Write out each record a second time, exactly.

------ DATA TO USE

PR #68, opened 2021-10-06
Ado 1876 next

MirijaHa:


MirijaHa:
- Integrated all Pacta wrangling for EQ and CB in 1 function  
- moved shared hardcodings for user workflows to lookup file
I tested the changes by running the change_check files for all 3 asset types. 
For eq and cl there are no differences in results in comparison to master version, which is expected since no functional change is made. 
For cb I somehow did not manage to repro results simply by setting a seed. Since that was, for unknown reasons, also again the case when comparing runs of the same version I enden up setting term to 1 for testing purposes. This made results reproducable between master and new version.

R/wrangle_and_check.R
```diff
@@ -29,3 +29,58 @@ wrangle_and_check_sector_exposures_eq_cb <- function(sector_exposures, asset_typ
...
+#' @return Wrangled `pacta_results.`
+#' @export
+wrangle_and_check_pacta_results_eq_cb <- function(pacta_results, start_year, time_horizon,
+                                                  scenario_geography_filter, scenarios_filter,
+                                                  equity_market_filter) {
+
+  wrangled_pacta_results <- pacta_results %>%
+    dplyr::filter(!is.na(.data$scenario)) %>%
+    check_scenario_settings(scenario_selections = allowed_scenarios_eq_cb) %>%
+    dplyr::filter(.data$scenario %in% allowed_scenarios_eq_cb) %>%
```
jacobvjk, line 60: this seems like an implicit argument? Or am I missing something here?

R/wrangle_and_check.R
```diff
@@ -29,3 +29,58 @@ wrangle_and_check_sector_exposures_eq_cb <- function(sector_exposures, asset_typ
...
+    # TODO: temporary fix, remove once all scenario data is used from scenario file
+    filter(!(scenario == "ETP2017_NPS" & ald_sector == "Power")) %>%
```
jacobvjk, line 62: wouldn't it be a good time to also namespace and data mask this section?

jacobvjk (commented):
see comments
I don't want to place the extra burden on you, but maybe we can also start to namespace the functions in the main scripts step by step soon?

R/wrangle_and_check.R
MirijaHa: u mean allowed_scenarios_eq_cb? This is available since it is configured in lookup.R I moved a couple of variables (sectors, technologies..) there to not overload the function interface, given the names are very specific I thinkt this should be no problem

R/wrangle_and_check.R
MirijaHa: good point, doing

MirijaHa: done

PR #69, opened 2021-10-06
adjust format to eq and cb

MirijaHa:
Make scenario handling identical to PACTA results for eq and cb via webtool.


jacobvjk (approved):
lgtm

PR #72, opened 2021-10-08
Ado 2261 negatives

ghost:
added check to remove negative trajectories and did a bit of restyling. I would recommend hiding whitespace changes when reviewing

### DIFF
--- a/R/set_tech_trajectories.R
+++ b/R/set_tech_trajectories.R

------------

REPLY TO THE EXERCISE
PR #68, opened 2021-10-06
Ado 1876 next

MirijaHa:


MirijaHa:
- Integrated all Pacta wrangling for EQ and CB in 1 function  
- moved shared hardcodings for user workflows to lookup file
I tested the changes by running the change_check files for all 3 asset types. 
For eq and cl there are no differences in results in comparison to master version, which is expected since no functional change is made. 
For cb I somehow did not manage to repro results simply by setting a seed. Since that was, for unknown reasons, also again the case when comparing runs of the same version I enden up setting term to 1 for testing purposes. This made results reproducable between master and new version.

R/wrangle_and_check.R
```diff
@@ -29,3 +29,58 @@ wrangle_and_check_sector_exposures_eq_cb <- function(sector_exposures, asset_typ
...
+#' @return Wrangled `pacta_results.`
+#' @export
+wrangle_and_check_pacta_results_eq_cb <- function(pacta_results, start_year, time_horizon,
+                                                  scenario_geography_filter, scenarios_filter,
+                                                  equity_market_filter) {
+
+  wrangled_pacta_results <- pacta_results %>%
+    dplyr::filter(!is.na(.data$scenario)) %>%
+    check_scenario_settings(scenario_selections = allowed_scenarios_eq_cb) %>%
+    dplyr::filter(.data$scenario %in% allowed_scenarios_eq_cb) %>%
```
jacobvjk, line 60: this seems like an implicit argument? Or am I missing something here?

R/wrangle_and_check.R
```diff
@@ -29,3 +29,58 @@ wrangle_and_check_sector_exposures_eq_cb <- function(sector_exposures, asset_typ
...
+    # TODO: temporary fix, remove once all scenario data is used from scenario file
+    filter(!(scenario == "ETP2017_NPS" & ald_sector == "Power")) %>%
```
jacobvjk, line 62: wouldn't it be a good time to also namespace and data mask this section?

jacobvjk (commented):
see comments
I don't want to place the extra burden on you, but maybe we can also start to namespace the functions in the main scripts step by step soon?

R/wrangle_and_check.R
MirijaHa: u mean allowed_scenarios_eq_cb? This is available since it is configured in lookup.R I moved a couple of variables (sectors, technologies..) there to not overload the function interface, given the names are very specific I thinkt this should be no problem

R/wrangle_and_check.R
MirijaHa: good point, doing

MirijaHa: done

PR #69, opened 2021-10-06
adjust format to eq and cb

MirijaHa:
Make scenario handling identical to PACTA results for eq and cb via webtool.


jacobvjk (approved):
lgtm

PR #72, opened 2021-10-08
Ado 2261 negatives

ghost:
added check to remove negative trajectories and did a bit of restyling. I would recommend hiding whitespace changes when reviewing

### DIFF
--- a/R/set_tech_trajectories.R
+++ b/R/set_tech_trajectories.R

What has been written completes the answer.